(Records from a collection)
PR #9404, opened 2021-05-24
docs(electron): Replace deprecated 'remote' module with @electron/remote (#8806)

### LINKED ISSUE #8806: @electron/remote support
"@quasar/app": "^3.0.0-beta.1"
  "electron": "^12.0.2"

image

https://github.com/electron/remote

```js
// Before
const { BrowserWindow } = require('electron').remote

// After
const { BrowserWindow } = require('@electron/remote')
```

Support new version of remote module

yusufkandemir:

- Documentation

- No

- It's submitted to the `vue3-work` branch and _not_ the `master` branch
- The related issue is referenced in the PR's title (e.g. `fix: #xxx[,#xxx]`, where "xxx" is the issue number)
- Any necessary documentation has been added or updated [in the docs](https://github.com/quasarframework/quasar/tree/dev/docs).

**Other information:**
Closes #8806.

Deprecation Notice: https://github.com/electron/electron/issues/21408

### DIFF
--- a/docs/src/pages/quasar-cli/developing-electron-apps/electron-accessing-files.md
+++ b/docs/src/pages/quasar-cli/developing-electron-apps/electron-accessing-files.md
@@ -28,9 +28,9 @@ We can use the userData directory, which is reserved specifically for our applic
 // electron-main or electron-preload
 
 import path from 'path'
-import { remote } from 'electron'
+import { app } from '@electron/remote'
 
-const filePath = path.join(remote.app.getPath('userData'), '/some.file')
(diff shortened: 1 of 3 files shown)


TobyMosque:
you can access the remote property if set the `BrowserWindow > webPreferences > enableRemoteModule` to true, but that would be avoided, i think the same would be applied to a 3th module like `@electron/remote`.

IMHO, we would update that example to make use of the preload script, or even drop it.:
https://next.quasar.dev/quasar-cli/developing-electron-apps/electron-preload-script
==
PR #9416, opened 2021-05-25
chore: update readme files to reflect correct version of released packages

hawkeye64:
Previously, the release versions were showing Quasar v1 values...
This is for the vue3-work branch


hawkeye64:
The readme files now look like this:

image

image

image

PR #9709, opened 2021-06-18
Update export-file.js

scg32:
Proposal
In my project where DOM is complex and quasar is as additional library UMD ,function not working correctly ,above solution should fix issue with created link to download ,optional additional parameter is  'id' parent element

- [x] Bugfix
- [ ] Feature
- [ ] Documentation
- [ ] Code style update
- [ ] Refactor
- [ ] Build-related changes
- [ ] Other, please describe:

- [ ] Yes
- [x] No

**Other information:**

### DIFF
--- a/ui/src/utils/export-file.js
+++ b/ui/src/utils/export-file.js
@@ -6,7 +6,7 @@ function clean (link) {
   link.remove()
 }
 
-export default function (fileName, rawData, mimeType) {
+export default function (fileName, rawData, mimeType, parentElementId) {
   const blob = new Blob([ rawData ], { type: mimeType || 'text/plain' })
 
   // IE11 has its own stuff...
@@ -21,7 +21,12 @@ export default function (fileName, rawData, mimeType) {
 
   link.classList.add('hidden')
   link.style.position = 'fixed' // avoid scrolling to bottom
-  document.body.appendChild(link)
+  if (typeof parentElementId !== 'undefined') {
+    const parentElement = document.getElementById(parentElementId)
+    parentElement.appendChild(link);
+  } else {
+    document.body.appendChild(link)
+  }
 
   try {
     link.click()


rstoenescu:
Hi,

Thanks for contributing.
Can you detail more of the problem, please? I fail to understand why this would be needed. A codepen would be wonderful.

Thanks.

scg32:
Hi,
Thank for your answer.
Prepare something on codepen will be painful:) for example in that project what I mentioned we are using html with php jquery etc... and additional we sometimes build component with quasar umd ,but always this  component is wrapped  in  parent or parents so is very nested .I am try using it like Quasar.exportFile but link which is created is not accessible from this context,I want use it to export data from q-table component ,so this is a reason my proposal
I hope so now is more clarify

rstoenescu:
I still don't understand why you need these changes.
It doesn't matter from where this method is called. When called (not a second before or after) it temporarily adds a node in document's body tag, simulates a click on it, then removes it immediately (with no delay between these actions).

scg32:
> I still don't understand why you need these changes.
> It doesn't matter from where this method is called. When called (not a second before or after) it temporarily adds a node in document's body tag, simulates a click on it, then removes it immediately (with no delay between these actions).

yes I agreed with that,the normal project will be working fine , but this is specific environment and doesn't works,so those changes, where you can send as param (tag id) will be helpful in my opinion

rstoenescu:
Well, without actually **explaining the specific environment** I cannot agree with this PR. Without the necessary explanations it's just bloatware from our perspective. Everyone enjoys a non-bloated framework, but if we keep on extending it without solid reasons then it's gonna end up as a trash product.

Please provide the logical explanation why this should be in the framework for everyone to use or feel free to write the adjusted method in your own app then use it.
--
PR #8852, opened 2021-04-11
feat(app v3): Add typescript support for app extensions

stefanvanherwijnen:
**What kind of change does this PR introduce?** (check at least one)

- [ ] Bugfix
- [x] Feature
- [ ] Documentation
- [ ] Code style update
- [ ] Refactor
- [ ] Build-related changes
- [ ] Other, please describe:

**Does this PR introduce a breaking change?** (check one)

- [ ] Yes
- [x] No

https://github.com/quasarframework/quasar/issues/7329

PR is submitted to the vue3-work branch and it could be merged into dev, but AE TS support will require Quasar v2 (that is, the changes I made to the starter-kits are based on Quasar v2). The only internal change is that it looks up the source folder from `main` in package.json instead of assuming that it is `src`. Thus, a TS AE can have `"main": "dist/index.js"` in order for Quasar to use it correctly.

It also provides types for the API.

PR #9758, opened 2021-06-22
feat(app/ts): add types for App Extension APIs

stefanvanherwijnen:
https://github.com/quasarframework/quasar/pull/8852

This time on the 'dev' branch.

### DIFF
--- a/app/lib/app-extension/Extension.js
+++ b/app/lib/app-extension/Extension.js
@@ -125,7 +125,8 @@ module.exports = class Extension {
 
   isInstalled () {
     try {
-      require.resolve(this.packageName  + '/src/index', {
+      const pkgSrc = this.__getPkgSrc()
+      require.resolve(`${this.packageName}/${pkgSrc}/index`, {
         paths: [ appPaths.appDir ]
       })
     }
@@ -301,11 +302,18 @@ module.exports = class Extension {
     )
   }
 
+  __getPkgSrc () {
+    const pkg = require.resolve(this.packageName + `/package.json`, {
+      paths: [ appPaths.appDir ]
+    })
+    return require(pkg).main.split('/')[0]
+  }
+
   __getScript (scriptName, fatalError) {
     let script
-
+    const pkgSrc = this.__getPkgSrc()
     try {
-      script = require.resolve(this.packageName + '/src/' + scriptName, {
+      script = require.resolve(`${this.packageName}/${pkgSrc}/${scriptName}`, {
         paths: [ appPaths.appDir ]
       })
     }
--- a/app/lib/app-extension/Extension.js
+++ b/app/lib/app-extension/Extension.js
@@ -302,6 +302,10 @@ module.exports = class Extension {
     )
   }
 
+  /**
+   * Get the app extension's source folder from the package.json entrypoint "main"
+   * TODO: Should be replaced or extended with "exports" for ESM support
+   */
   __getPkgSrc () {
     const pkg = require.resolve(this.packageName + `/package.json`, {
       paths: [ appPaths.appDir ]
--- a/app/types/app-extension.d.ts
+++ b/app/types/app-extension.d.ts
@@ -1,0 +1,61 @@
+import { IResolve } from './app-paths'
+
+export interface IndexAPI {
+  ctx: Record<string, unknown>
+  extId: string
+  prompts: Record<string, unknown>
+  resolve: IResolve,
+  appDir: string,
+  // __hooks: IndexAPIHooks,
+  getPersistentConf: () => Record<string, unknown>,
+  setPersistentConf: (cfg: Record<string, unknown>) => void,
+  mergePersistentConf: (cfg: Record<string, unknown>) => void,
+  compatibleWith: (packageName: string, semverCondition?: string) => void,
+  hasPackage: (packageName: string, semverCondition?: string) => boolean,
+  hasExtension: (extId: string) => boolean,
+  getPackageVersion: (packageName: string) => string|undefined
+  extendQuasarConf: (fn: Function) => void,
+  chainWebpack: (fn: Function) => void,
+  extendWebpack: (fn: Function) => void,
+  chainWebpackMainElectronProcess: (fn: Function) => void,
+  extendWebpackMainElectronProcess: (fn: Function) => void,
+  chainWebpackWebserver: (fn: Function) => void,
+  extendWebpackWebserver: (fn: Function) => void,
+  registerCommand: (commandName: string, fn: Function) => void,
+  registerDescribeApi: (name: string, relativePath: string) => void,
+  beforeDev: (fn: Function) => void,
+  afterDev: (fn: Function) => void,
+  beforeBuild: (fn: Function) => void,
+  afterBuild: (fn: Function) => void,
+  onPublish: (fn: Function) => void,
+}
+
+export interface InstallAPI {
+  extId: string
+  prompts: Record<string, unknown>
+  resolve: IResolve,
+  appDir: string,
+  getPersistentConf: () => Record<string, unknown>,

WORK REQUEST
Would you count the lines in the entries that hold "simulates" and reply with only the count?

RESULT FOR THIS TASK
2